:: Exercise description ::
Each record must be output exactly and in full.

Top of Records to use

PR #1805, opened 2025-01-20
style[cartesian]: Remove unused optional keyword arguments

romanc:
## Description

These two keyword arguments aren't used in the function. Since the two functions have a "catch-all" `*kwargs` at the end of the argument list, we can safely delete the unused keyword arguments.

## Requirements

`mypy` and/or existing tests would complain if these changes weren't appropriate
N/A

### DIFF
--- a/src/gt4py/cartesian/gtc/dace/expansion/daceir_builder.py
+++ b/src/gt4py/cartesian/gtc/dace/expansion/daceir_builder.py
@@ -417,7 +417,6 @@ class DaCeIRBuilder(eve.NodeTranslator):
         global_ctx: DaCeIRBuilder.GlobalContext,
         iteration_ctx: DaCeIRBuilder.IterationContext,
         symbol_collector: DaCeIRBuilder.SymbolCollector,
-        loop_order,
         k_interval,
         **kwargs: Any,
     ):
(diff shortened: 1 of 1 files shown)


FlorianDeconinck (approved):
LGTM.

I really don't like the `kwargs`, but it's used throughout

twicki (approved):
LGTM

src/gt4py/cartesian/gtc/dace/expansion/daceir_builder.py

Bottom of Records to use

:: Exercise solution ::
PR #1805, opened 2025-01-20
style[cartesian]: Remove unused optional keyword arguments

romanc:
## Description

These two keyword arguments aren't used in the function. Since the two functions have a "catch-all" `*kwargs` at the end of the argument list, we can safely delete the unused keyword arguments.

## Requirements

`mypy` and/or existing tests would complain if these changes weren't appropriate
N/A

### DIFF
--- a/src/gt4py/cartesian/gtc/dace/expansion/daceir_builder.py
+++ b/src/gt4py/cartesian/gtc/dace/expansion/daceir_builder.py
@@ -417,7 +417,6 @@ class DaCeIRBuilder(eve.NodeTranslator):
         global_ctx: DaCeIRBuilder.GlobalContext,
         iteration_ctx: DaCeIRBuilder.IterationContext,
         symbol_collector: DaCeIRBuilder.SymbolCollector,
-        loop_order,
         k_interval,
         **kwargs: Any,
     ):
(diff shortened: 1 of 1 files shown)


FlorianDeconinck (approved):
LGTM.

I really don't like the `kwargs`, but it's used throughout

twicki (approved):
LGTM

src/gt4py/cartesian/gtc/dace/expansion/daceir_builder.py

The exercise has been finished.